Merge the data to determine the structure factors.

However, in this guide, we aim to improve and refine the crystal model, as well as better determine the experimental parameters that affect diffraction intensities. Merging will be performed on a large scale once we have optimised the experimental model and parameters.

Gain estimation

Prior to performing spotfinding, it is important to have an estimate of the detector gain. The gain for pixel at position $x,y$ is given as $\gamma_{x,y}$ , and is temporally invariant for the experiment. We can estimate this from a sample of the XTC data streams by first exporting a collection of images from the stream for examination. This is performed with the command cctbx.xfel.xtc_dump. An example parameterisation of the call for this command is as follows:

  cctbx.xfel.xtc_dump input.experiment=cxim1416 input.run_num=74 \
    input.address=CxiDs1.0:Cspad.0 format.file_format=cbf \
    format.cbf.detz_offset=585  \
    input.xtc_dir=/net/viper/raid1/mlxd_LM14/psdm/cxi/cxim1416/xtc \
    input.calib_dir=/net/viper/raid1/mlxd_LM14/psdm/cxi/cxim1416/calib \
    dispatch.max_events=100

where we have used many of the same parameter values from the calibration steps examined previously. The dispatch.max_events=100 line ensures that only 100 images are output. To estimate the gain from these images, the command dials.estimate_gain is used. Looping over all possible CBF files is performed with:

    for img in $(ls *.cbf); do
      echo ${img} >> gain.text
      dials.estimate_gain img >> gain.txt
      echo "" >> gain.txt
    done

where the resulting output will be placed into gain.txt. Examining the output will allow for an estimated gain for the following section.

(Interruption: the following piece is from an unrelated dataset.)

PR #6752, opened 2024-12-17
Add fully data-backed V1 and V2 script contexts

ana-pantilie:
Fixes https://github.com/IntersectMBO/plutus-private/issues/58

Bragg spot discovery and indexing

For this stage in the process, we must parameterise the spotfinding process to ensure it finds the best Bragg peaks to determine a crystal model for further refinement and analysis. For this we can use the cctbx.xfel program cctbx.xfel.xtc_process, which will use the DIALS back-end for performing spot-finding and integration. By providing appropriate parameters to cctbx.xfel.xtc_process we can discover a sufficient number of Bragg peaks to index and determine a model crystal structure. As for the gain estimation example above, a sample command for dataset cxim1416 using run number 76 is:

  cctbx.xfel.xtc_process input.experiment=cxim1416 input.run_num=74 \
   input.address=CxiDs1.0:Cspad.0 format.file_format=cbf \
   format.cbf.detz_offset=585 format.cbf.invalid_pixel_mask=mask.pickle \
   input.xtc_dir=/net/viper/raid1/mlxd_LM14/psdm/cxi/cxim1416/xtc \
   input.calib_dir=/net/viper/raid1/mlxd_LM14/psdm/cxi/cxim1416/calib \
   spotfinder.filter.min_spot_size=2 spotfinder.threshold.xds.gain=7 \
   spotfinder.threshold.xds.global_threshold=100 dispatch.integrate=False \
   output.dir="./" >> xtc_process.log &

For the above command we have specified many of the same parameter values as used with cxi.mpi_average previously. We have also chosen to pass some modifications to the parameters; to examine peaks with a spot size of at least 2 (spotfinder.filter.min_spot_size=2), using an estimated gain of 7 (spotfinder.threshold.xds.gain=7, determined from the previous section), a minimum count value of 100 for being considered a background value (spotfinder.threshold.xds.global_threshold=100), and using the pixel mask determined previously (format.cbf.invalid_pixel_mask=mask.pickle). This command will iterate through the data for the given run number, and determine the spot positions, proceed to determine which peaks can contribute to the model, and then proceed to index them to construct a crystal model. The integration step is skipped for the above command (dispatch.integrate=False) as we intend to discovery and index for the initial steps only, allowing the process to run much faster. Sample print output during the processing of data for the above parameters is:

    Accepted 2016-07-08T22:05Z24.133
    Processing shot 20160708220524133
    Setting spotfinder.filter.min_spot_size=6
    Configuring spot finder from input parameters
    ----------------------------------------------------------------------------
    Finding strong spots in imageset 0
    ----------------------------------------------------------------------------


    Finding spots in image 1 to 1...
    Setting chunksize=1
    Extracting strong pixels from images
     Using multiprocessing with 1 parallel job(s)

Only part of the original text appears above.